The Long Slog Toward Fair Housing
Fifty years ago today, the Fair Housing Act — a long-filibustered civil rights bill — was swiftly signed into law following some historic events that framed racial integration as urgent and necessary. These were the publication of the Kerner Report, the findings of the Johnson-appointed National Advisory Commission on Civil Disorders, that cautioned, “Our nation is moving toward two societies, one black, one white — separate and unequal,” and the even more recent assassination of Martin Luther King, Jr.
Less than four years before the landmark legislation, California had voted to nullify its own Rumford Fair Housing Act with Proposition 14, a ballot proposition that guaranteed property rights over civil rights in the California Constitution. Stewart Alsop wrote of Proposition 14 in this magazine shortly before it passed, saying, “It would place the whole subject of fair housing forever out of bounds for the state legislature.” Proposition 14 faced opposition from “Labor, the churches, farsighted Republican businessmen, the Hollywood community, and the whole Democratic leadership,” but, as Alsop noted, the campaign against Prop 14 had everyone on their side but the voters. The proposition passed with over 65 percent of the vote, only to be struck down by the California Supreme Court in 1966.

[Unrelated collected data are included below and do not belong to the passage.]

PR #14160, opened 2023-01-05
[plugwiseha] Added default tags

lsiepel:

- Added default semantic tags.


bundles/org.openhab.binding.plugwiseha/src/main/resources/OH-INF/thing/channels.xml
```diff
@@ -185,14 +213,22 @@
...
+			<tag>Temperature</tag>
+		</tags>
 		<state readOnly="true" pattern="%.1f %unit%"/>
 	</channel-type>
 
 	<channel-type id="maxBoilerTemperature">
 		<item-type>Number:Temperature</item-type>
 		<label>Max Boiler Temperature</label>
-		<description>Gets the maximum temperature ofthis boiler</description>
+		<description>Gets the maximum temperature of this boiler</description>
```
jlaur, line 226: 👍 Please also update in I18N properties file.

lsiepel: Thanks

jlaur (approved):
Thanks! @lolodomo - I'll let you merge. 🙂

bundles/org.openhab.binding.plugwiseha/src/main/resources/OH-INF/thing/channels.xml
```diff
@@ -129,6 +141,10 @@
 		<label>Intended Boiler Temperature</label>
 		<description>Gets the intended temperature of this boiler</description>
 		<category>heating</category>
+		<tags>
+			<tag>Setpoint</tag>
+			<tag>Temperature</tag>
+		</tags>
 		<state readOnly="true" pattern="%.1f %unit%"/>
```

The Rumford Fair Housing Bill was written by William Byron Rumford, the first African-American to hold state public office in Northern California. Rumford had led the passage of the Fair Employment Practices Act of 1959, and, as chairman of the Public Health Committee, he spearheaded regulation of air pollution and DDT. His fair housing bill was predicated, as Alsop put it in 1964, “on the thesis that a Negro’s money is as good as a white’s in buying real estate.” The bill was unpopular for white homeowners and real estate brokers for “pocketbook issues,” and California Governor Pat Brown even remarked, “the guy who votes for the Proposition as a pocketbook issue may vote for Johnson to salve his conscience.”

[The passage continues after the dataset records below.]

PR #14168, opened 2023-01-05
[ecobee] Make more channels advanced

### LINKED ISSUE #8029: [ecobee] Reduce ecobee:thermostat thing-type default channels
The `ecobee:thermostat` thing type has too many default channels at the moment, which makes it really heavy and messy for users who use the UI setup. 
I think that only the thermostat-related channels can be kept, while everything else should be switched to an advanced channel.

Also, would it be possible to switch all settings-related channels to the thing configuration? 

## Your Environment

* Version used: (e.g., openHAB and add-on versions)
* Operating System and version (desktop or mobile, Windows 10, Raspbian Buster, ...):

mhilbush:

Resolves #8029 

This binding has a lot of channels. Even though many are advanced, the number of visible channels still can be overwhelming, especially to new users. This PR adds more advanced channels to reduce the clutter of channels that are likely to not be used by most users.

### DIFF
--- a/bundles/org.openhab.binding.ecobee/src/main/resources/OH-INF/thing/thing-types.xml
+++ b/bundles/org.openhab.binding.ecobee/src/main/resources/OH-INF/thing/thing-types.xml
@@ -299,22 +299,22 @@
 		<label>Desired Fan Mode</label>
 		<state readOnly="true" pattern="%s"/>
 	</channel-type>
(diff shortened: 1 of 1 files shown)


lolodomo (approved):
LGTM

mhilbush:
> You can already expect some users asking "where are my channels ?" ;)

Yep. I've already anticipated that. LOL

For Alsop, however, the fair housing issue was national in scope: “Either the Negro will be admitted to full citizenship, with the right to buy whatever he has the money to pay for, or there is much worse trouble to come.” Sure enough, the year after Prop 14 passed, the Watts riots in Los Angeles brought urgent attention to the racially sequestered neighborhoods of the city.

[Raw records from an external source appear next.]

PR #14169, opened 2023-01-06
[homekit] properly expose services from dummy accessories

ccutrer:
lol I'm surprised they've worked as well as they have in the past. basically only the AccessoryInformationService was getting exposed before, accidentally. now we really do publish the full set of original characteristics, just with dummy values.


yfre (approved):
this is probably your smallest PT ever :)
LGTM

jlaur (approved):
Thanks!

President Johnson’s Fair Housing Act prohibited the “refusal to sell or rent a dwelling to any person because of race, color, disability, religion, sex, familial status, or national origin” at the individual level, but modern critics claim that, after 50 years, it has done far too little to “affirmatively” promote integration, as promised. In The New York Times, Walter Mondale, a co-author of the ’68 Fair Housing Act, decried the Ben Carson-led Department of Housing and Urban Development’s decision to delay the Obama-era initiative that required communities to analyze and fix racial segregation or face funding consequences. Mondale holds that the Fair Housing Act ought to (finally) make good on its intentions of widespread change: “The law was informed by the history of segregation, in which individual discrimination was a manifestation of a wider societal rift.”
Despite continuing residential segregation that expresses itself in educational disparities, a life expectancy gap, and income inequality, the 50th anniversary of the landmark civil rights bill can serve as a reminder that integration policy, however incremental, is far from impossible.